In this study, we estimated the synonymous evolutionary rate (SER) across the SARS-CoV-2 genome and used it to infer the relationship between the viral RNA and host protein. We also assessed the patterns of characteristic mutations found in different viral lineages.
We found that the SER varies across the genome and that the variation is primarily influenced by codon-related factors. Moreover, the conserved motifs identified based on the SER were found to be related to host RNA transport and regulation. Importantly, the majority of the existing fixed-characteristic mutations for five important virus lineages (Alpha, Beta, Gamma, Delta, and Omicron) were significantly enriched in partially constrained regions.

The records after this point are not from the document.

PR #13, opened 2019-09-05
Scaffolding for signup service

sbryzak:
Subtask of https://jira.coreos.com/browse/CRT-67

This PR adds empty scaffolding for both the `/signup` and `/signup_callback` endpoints.  

Signed-off-by: Shane Bryzak <sbryzak@gmail.com>

### DIFF
--- a/pkg/signup/signup_callback_handler.go
+++ b/pkg/signup/signup_callback_handler.go
@@ -8,22 +8,22 @@ import (
 	"net/http"
 )
 
-// SignupService implements the signup endpoint, which is invoked for new user registrations.
-type SignupService struct {
+// SignupCallbackService implements the signup callback endpoint.
+type SignupCallbackService struct {
 	config *configuration.Registry
 	logger *log.Logger
 }
 
-// NewSignupService returns a new SignupService instance.
-func NewSignupService(logger *log.Logger, config *configuration.Registry) *SignupService {
-	return &SignupService{
+// NewSignupCallbackService returns a new SignupCallbackService instance.
+func NewSignupCallbackService(logger *log.Logger, config *configuration.Registry) *SignupCallbackService {
+	return &SignupCallbackService{
 		logger: logger,
 		config: config,
 	}
 }
 
 // HandleRequest returns a default heath check result.
-func (srv *SignupService) HandleRequest(ctx *gin.Context) {
+func (srv *SignupCallbackService) HandleRequest(ctx *gin.Context) {
 	ctx.Writer.Header().Set("Content-Type", "application/json")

Taken together, our results provide unique information on the evolutionary and functional dynamics of SARS-CoV-2 based on synonymous mutations and offer potentially useful information for better control of the SARS-CoV-2 pandemic.
2019冠状病毒病是由严重急性呼吸综合征冠状病毒2(SARS-CoV-2)引起的一种传染病。该病毒的有影响力的变体和突变体不断出现,迫切需要更多有效的病毒相关信息来识别和预测新的突变体。根据早期报告,同义替换被认为在表型上是沉默的;因此,此类突变在病毒突变研究中经常被忽视,因为它们不会直接导致氨基酸变化。然而,最近的研究表明,同义替换并非完全沉默,因此应该描绘它们的模式和潜在的功能相关性,以便更好地控制这一流行病。
在本研究中,我们估计了SARS-CoV-2基因组的同义进化速率(SER),并利用它来推断病毒RNA与宿主蛋白之间的关系。我们还评估了在不同病毒谱系中发现的特征性突变模式。
我们发现SER在整个基因组中有所不同,并且这种变化主要受密码子相关因素的影响。此外,基于SER鉴定出的保守基序与宿主RNA转运和调控有关。重要的是,五个重要病毒谱系(阿尔法、贝塔、伽马、德尔塔和奥密克戎)现有的大多数固定特征突变在部分受限区域显著富集。
综上所述,我们的结果提供了基于同义突变的SARS-CoV-2进化和功能动态的独特信息,并为更好地控制SARS-CoV-2大流行提供了潜在有用的信息。